> TASK ITEM
Within the listing below, the lines to output run from the one containing "kirillzyusko, line 16: Maybe" through the one containing "- not sure, but"; copy them exactly and nothing else.

BEGIN

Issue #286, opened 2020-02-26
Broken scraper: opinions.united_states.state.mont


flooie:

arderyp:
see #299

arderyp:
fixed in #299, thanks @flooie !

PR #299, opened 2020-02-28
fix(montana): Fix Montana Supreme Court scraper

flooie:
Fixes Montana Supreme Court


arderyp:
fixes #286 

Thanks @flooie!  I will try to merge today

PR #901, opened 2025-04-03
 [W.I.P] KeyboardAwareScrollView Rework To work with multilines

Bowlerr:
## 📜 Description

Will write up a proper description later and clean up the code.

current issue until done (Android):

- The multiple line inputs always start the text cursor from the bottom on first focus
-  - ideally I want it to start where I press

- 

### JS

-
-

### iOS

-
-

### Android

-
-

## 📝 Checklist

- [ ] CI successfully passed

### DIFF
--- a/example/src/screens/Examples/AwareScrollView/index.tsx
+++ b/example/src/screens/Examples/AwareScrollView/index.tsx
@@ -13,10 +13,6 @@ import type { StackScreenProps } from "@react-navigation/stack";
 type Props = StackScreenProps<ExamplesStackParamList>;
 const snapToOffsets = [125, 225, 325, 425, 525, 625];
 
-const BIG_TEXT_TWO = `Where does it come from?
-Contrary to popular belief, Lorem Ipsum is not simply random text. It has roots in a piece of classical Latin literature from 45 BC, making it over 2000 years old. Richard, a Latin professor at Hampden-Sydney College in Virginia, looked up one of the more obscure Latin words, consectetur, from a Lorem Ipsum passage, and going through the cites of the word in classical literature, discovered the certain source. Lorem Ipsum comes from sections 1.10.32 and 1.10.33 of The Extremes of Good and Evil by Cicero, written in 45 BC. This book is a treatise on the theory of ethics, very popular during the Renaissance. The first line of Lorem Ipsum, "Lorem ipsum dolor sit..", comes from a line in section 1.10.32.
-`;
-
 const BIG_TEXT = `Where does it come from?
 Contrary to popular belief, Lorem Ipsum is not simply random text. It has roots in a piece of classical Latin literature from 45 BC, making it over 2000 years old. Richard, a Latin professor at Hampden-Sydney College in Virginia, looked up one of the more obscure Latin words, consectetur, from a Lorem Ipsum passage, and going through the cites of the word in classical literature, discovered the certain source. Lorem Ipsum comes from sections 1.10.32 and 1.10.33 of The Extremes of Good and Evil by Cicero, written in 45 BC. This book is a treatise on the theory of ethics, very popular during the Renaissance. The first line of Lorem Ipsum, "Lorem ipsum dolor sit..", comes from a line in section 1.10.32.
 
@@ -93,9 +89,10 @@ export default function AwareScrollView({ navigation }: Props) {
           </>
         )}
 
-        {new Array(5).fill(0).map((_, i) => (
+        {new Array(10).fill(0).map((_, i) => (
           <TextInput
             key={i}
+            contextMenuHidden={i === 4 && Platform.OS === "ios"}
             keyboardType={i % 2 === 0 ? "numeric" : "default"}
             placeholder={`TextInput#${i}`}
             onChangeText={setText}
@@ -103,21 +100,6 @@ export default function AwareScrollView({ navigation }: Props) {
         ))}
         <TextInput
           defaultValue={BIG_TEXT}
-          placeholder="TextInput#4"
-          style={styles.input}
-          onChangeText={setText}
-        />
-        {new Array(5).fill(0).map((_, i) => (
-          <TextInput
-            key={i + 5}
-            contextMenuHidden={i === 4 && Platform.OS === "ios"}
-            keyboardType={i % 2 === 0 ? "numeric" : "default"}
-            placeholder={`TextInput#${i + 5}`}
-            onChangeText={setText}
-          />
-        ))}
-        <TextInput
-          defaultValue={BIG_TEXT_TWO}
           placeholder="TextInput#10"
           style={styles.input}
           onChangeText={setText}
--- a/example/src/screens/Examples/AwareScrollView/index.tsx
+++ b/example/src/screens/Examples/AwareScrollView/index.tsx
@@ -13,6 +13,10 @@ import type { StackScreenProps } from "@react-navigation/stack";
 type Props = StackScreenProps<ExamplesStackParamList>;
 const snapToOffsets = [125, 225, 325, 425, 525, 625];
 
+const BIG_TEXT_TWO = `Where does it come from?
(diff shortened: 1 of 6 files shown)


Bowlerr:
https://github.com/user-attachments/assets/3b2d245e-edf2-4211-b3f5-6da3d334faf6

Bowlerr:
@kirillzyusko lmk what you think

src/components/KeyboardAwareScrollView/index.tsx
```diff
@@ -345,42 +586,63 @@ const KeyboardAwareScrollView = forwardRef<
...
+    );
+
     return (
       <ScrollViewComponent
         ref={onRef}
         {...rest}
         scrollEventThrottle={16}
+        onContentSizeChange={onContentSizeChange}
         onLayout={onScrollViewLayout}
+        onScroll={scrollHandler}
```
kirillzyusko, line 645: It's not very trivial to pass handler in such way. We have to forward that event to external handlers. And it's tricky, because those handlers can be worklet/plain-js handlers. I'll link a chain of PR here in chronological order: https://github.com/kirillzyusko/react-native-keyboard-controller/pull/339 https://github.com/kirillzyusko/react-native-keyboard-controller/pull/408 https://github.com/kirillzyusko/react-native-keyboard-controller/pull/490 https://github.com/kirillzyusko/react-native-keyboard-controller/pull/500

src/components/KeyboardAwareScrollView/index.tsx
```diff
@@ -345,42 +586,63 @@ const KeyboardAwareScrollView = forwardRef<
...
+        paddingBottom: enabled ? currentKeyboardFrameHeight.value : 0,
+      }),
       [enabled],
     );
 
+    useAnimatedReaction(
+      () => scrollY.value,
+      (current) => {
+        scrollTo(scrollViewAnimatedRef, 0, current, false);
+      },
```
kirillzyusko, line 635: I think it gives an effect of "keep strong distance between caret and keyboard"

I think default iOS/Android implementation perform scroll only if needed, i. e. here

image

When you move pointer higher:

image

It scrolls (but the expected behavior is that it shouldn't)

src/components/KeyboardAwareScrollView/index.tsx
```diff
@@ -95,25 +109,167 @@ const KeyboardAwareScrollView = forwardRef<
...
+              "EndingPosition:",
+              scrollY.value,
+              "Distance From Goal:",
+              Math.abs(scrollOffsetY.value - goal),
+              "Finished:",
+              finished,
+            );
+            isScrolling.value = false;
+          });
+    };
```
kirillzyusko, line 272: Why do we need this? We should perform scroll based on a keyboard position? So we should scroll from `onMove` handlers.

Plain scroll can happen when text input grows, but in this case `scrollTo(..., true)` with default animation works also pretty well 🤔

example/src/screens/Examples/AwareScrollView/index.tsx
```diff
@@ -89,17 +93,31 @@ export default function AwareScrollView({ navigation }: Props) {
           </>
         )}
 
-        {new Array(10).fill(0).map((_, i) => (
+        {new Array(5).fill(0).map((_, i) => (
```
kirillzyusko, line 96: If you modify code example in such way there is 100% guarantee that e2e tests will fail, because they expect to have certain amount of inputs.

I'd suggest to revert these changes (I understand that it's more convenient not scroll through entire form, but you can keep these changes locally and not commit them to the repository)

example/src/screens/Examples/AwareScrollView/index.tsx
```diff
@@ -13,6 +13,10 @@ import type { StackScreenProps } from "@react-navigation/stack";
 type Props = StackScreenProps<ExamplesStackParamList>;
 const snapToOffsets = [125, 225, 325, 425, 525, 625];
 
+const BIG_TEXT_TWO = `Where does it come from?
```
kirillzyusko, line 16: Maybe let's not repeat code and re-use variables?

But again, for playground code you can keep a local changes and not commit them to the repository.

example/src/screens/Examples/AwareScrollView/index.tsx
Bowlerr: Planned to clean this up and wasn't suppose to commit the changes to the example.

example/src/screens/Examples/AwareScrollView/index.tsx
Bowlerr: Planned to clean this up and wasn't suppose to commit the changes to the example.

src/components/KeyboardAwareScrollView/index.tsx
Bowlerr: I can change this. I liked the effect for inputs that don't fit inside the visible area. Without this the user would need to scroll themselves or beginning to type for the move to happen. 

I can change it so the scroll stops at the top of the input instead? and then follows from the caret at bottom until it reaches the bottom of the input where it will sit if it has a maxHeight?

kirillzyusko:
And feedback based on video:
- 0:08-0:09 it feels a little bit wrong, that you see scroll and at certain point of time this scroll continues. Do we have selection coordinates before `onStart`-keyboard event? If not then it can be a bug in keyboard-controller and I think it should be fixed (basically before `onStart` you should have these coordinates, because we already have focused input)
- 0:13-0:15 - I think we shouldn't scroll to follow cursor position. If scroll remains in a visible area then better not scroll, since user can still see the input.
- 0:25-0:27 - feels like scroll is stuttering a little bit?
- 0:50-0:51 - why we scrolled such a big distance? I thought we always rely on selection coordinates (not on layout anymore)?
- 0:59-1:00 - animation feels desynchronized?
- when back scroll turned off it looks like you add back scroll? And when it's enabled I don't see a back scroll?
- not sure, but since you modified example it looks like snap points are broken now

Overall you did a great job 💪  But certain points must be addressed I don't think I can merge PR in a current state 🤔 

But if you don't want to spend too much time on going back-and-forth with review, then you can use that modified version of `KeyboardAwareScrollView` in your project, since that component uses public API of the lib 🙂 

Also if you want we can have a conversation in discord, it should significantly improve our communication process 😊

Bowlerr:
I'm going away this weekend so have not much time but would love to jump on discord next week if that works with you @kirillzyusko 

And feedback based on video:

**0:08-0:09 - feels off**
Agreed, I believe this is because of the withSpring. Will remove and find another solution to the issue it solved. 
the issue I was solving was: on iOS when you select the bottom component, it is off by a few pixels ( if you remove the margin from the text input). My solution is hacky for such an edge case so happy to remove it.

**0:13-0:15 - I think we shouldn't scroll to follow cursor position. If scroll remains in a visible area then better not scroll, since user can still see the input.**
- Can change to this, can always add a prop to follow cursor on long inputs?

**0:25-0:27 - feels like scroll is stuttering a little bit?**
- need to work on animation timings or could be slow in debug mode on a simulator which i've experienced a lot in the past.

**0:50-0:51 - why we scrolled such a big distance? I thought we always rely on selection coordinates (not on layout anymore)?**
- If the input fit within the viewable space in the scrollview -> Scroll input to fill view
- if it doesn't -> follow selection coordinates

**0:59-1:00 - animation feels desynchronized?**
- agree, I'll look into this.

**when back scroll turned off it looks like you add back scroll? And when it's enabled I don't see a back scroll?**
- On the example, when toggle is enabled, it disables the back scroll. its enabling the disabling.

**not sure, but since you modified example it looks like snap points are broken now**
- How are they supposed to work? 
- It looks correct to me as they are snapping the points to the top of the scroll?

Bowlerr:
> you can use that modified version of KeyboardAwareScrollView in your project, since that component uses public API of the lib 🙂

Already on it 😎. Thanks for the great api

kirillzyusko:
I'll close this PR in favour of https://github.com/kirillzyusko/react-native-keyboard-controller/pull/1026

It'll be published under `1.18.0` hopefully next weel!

END

> WRITTEN ANSWER
kirillzyusko, line 16: Maybe let's not repeat code and re-use variables?

But again, for playground code you can keep a local changes and not commit them to the repository.

example/src/screens/Examples/AwareScrollView/index.tsx
Bowlerr: Planned to clean this up and wasn't suppose to commit the changes to the example.

example/src/screens/Examples/AwareScrollView/index.tsx
Bowlerr: Planned to clean this up and wasn't suppose to commit the changes to the example.

src/components/KeyboardAwareScrollView/index.tsx
Bowlerr: I can change this. I liked the effect for inputs that don't fit inside the visible area. Without this the user would need to scroll themselves or beginning to type for the move to happen. 

I can change it so the scroll stops at the top of the input instead? and then follows from the caret at bottom until it reaches the bottom of the input where it will sit if it has a maxHeight?

kirillzyusko:
And feedback based on video:
- 0:08-0:09 it feels a little bit wrong, that you see scroll and at certain point of time this scroll continues. Do we have selection coordinates before `onStart`-keyboard event? If not then it can be a bug in keyboard-controller and I think it should be fixed (basically before `onStart` you should have these coordinates, because we already have focused input)
- 0:13-0:15 - I think we shouldn't scroll to follow cursor position. If scroll remains in a visible area then better not scroll, since user can still see the input.
- 0:25-0:27 - feels like scroll is stuttering a little bit?
- 0:50-0:51 - why we scrolled such a big distance? I thought we always rely on selection coordinates (not on layout anymore)?
- 0:59-1:00 - animation feels desynchronized?
- when back scroll turned off it looks like you add back scroll? And when it's enabled I don't see a back scroll?
- not sure, but since you modified example it looks like snap points are broken now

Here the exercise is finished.